What lines of the data hold the string "common"? Pull each one out.

=== Section Start ===

PR #347, opened 2021-04-07
Suppress the "default browser" popups in test runs

emaxx-google:
This suppresses the first-run dialogs when running Chrome for executing
tests. In particular, this allows to skip the blocking popup "make
Chrome the default browser" that was introduced in recent Chrome
versions, and which required a manual mouse click to proceed to the
tests.

### DIFF
--- a/common/make/common.mk
+++ b/common/make/common.mk
@@ -232,8 +232,16 @@ CHROME_ENV ?=
 #
 # This is intended to be customized by the user in case of some special needs.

=== Section End ===

■ THE ANSWER
--- a/common/make/common.mk
+++ b/common/make/common.mk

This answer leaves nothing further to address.